BSE Sensex and NSE Nifty 50 have pretty much doubled from respective March lows. Earlier this week, headline indices rose to all-time highs, taking the industry capitalisation of the BSE-listed businesses to Rs 199 lakh crore. Even as indices trade close to record highs, Kunal Sanghavi, CFO, HDFC Securities, told TheSpuzz Online that 2021 may perhaps not be a repeat of the 2020 rally. According to him, 2021 will be a lot more distinctive than 2020, as there will be no related sort of rise from lows or the V-shaped recovery in 2021. Moreover, even quick-term volatility can not be ruled out in this calendar year. However, there are a couple of sectors that may perhaps give superior returns from a extended-term investment horizon, Kunal Sanghavi stated.
Winning sectors
One may perhaps see a lot of sideways movement and witness distinctive types of sectors moving but the identification of the proper sectors will be extremely essential at this point of time, he stated. In this new year, markets may perhaps see particular major sectors such as technologies, exactly where India could turn into a surplus exporter to the rest of the globe. Among other sectors, Sanghavi expects pharmaceuticals, infrastructure, logistics and e-commerce to outperform. “It is not about whether the markets will be good or bad. It’s more about whether one is in the right sectors or not,” he stated.
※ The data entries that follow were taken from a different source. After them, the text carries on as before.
PR #158, opened 2026-03-30
added italian translation

entropyst72:


mauriceboe:
Merged to `dev`, synced with all other keys. Thanks @entropyst72! Shipping today.

Issue #155, opened 2026-03-30
[FEATURE] Require users to set 2FA auth during registration


ScDor:
**Is your feature request related to a problem? Please describe.**
When not using an OIDC, users may set a password-only auth, without 2FA.

**Describe the solution you'd like**
Admins should be able to require users to add 2FA.

**Describe alternatives you've considered**
- using OIDC
- asking users manually

mauriceboe:
Hey @ScDor! Good security suggestion.

@fgbona you built the 2FA system — would you be interested in adding an admin toggle to enforce 2FA for all users? The idea would be:

1. Admin setting "Require 2FA" in Admin > Settings
2. Users without 2FA configured get redirected to the 2FA setup page after login
3. Can't access the app until 2FA is set up

If you're up for a PR on this, that would be great!

fgbona:
Hi @mauriceboe I will work on this request.

mauriceboe:
Implemented via PR #166 and PR #169 by @fgbona:

- **Admin toggle** in Admin → Settings to require 2FA for all users
- Users without MFA are redirected to Settings and blocked from the app until setup is complete
- Server-side enforcement via middleware (API + WebSocket)
- **MFA backup codes** — 10 one-time recovery codes generated on enable, with copy/download/print options
- Backup codes accepted at login alongside TOTP codes
- Admin must have MFA enabled before enforcing the policy
- Users cannot disable MFA while the policy is active

Available in the latest version.

PR #166, opened 2026-03-30
feat(require-mfa): #155 enforce MFA via admin policy toggle across app access

fgbona:
Add an admin-controlled `require_mfa` policy in App Settings and expose it via `/auth/app-config` so the client can enforce it globally. Users without MFA are redirected to Settings after login and blocked from protected API/WebSocket access until setup is completed, while preserving MFA setup endpoints and admin recovery paths. Also prevent enabling the policy unless the acting admin already has MFA enabled, and block MFA disable while the policy is active. Includes UI toggle in Admin > Settings, required-policy notice in Settings, client-side 403 `MFA_REQUIRED` handling, and i18n updates for all supported locales.


mauriceboe:
Merged — thanks @fgbona, another solid contribution\! Clean middleware design with well-thought-out exemptions (MFA setup endpoints, OIDC flow, demo mode). The guard rails are great too: admin must have MFA enabled before enforcing, and users can't disable MFA while the policy is active. Appreciate you covering all 12 languages as well.

PR #169, opened 2026-03-30
fix(mfa-backup-codes): persist backup codes panel after enable and refresh

fgbona:
Keep MFA backup codes visible after enabling MFA by avoiding protected-route unmount during user reload (`loadUser({ silent: true })`) and restoring pending backup codes from sessionStorage until the user explicitly dismisses them.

The investment in proper sectors will surely appreciate from the existing levels as the year 2020 formed a superior base. As quick-term corrections in the middle are extremely a lot on the cards, 1 wants to have cautious strategy from a quick-term viewpoint.
2020 vs 2008: What changed, what didn’t
Last year 2020 was a replica of what occurred in 2008, Sanghavi stated, drawing parallels among the two important drawdown periods. Both occasions, markets witnessed massive corrections and panic was at its peak. During such occasions, institutions globally invested their surplus money. “While looking at certain liquidity parameters, during 2008-09, we saw liquidity was at its highest in 2009 and then it got stabilised. Now, 2018-2020 has been a period of slack and now we are seeing a rebound from an overall perspective,” he stated.
Sanghavi advised that 1 will have to element in the improve in the general GDP, as India moves toward the Prime Minister’s dream of attaining a $5 trillion dollar economy. India has currently crossed the $2.7 dollar economy, so far. “The vision which we are trying to achieve is leading to a lot of surplus money in the ecosystem,” he added.
From a extended-term viewpoint, Sanghavi believes that this is the proper time for the investors to enter the stock markets as international liquidity has been at its highest. After rallying to the all-time highs, equity benchmarks succumbed to profit-booking. From the record higher hit yesterday, BSE Sensex has tumbled 1,045 points or 2 per cent on Friday, even though the broader Nifty index plunged to 14,453, falling more than 300 points.